Task →
Only a number is wanted here: the count of lines in the data below where the string "math" occurs.
### Material provided
PR #547, opened 2024-03-26
fix(pickle): allow big.Int as value

### LINKED ISSUE #546: pickle.go: Unrecognized type *big.Int for value
When sending big numbers to carbon-relay-ng it fails with the error message: 
```
[ERROR] pickle.go: Unrecognized type *big.Int for value
```

You can reproduces the error with this script:
```python
import socket
import pickle
import time
import struct
import math


def send_to_graphite(metric, value, timestamp=None, host="localhost", port=2004):
    if timestamp is None:
        timestamp = int(time.time())

    # Construct the data as a list of tuples
    data = [(metric, (timestamp, value))]

    # Pickle the data
    payload = pickle.dumps(data)

    try:
        # Create a socket connection to Graphite server
        sock = socket.socket(socket.AF_INET, socket.SOCK_STREAM)
        sock.connect((host, port))
        # Send the pickled data
        size = struct.pack("!L", len(payload))
        sock.sendall(size)
        sock.sendall(payload)
        sock.close()
        print(f"Sent {metric} = {value} to Graphite at {host}:{port}")
    except Exception as e:
        print(f"Error sending data to Graphite: {e}")


if __name__ == "__main__":
    large_int = int(math.pow(10, 20))  # A large integer exceeding regular int range

    send_to_graphite("my.test.metric", large_int)
```

I've already fixed it by adding `(*big.Int)` to the allowed datatypes. `(*big.Int)` was already allowed for the timestamp.
I'll create a PR.

ljurk:
Closes #546

### DIFF
--- a/input/pickle.go
+++ b/input/pickle.go
@@ -157,7 +157,7 @@ func (p *Pickle) Handle(c io.Reader) error {
 			switch data[1].(type) {
 			case string:
 				value = data[1].(string)
-			case uint8, uint16, uint32, uint64, int8, int16, int32, int64:
+			case uint8, uint16, uint32, uint64, int8, int16, int32, int64, (*big.Int):
 				value = fmt.Sprintf("%d", data[1])
 			case float32, float64:
 				value = fmt.Sprintf("%f", data[1])


jesusvazquez (approved):
LGTM thanks for your contribution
######
The answer →
2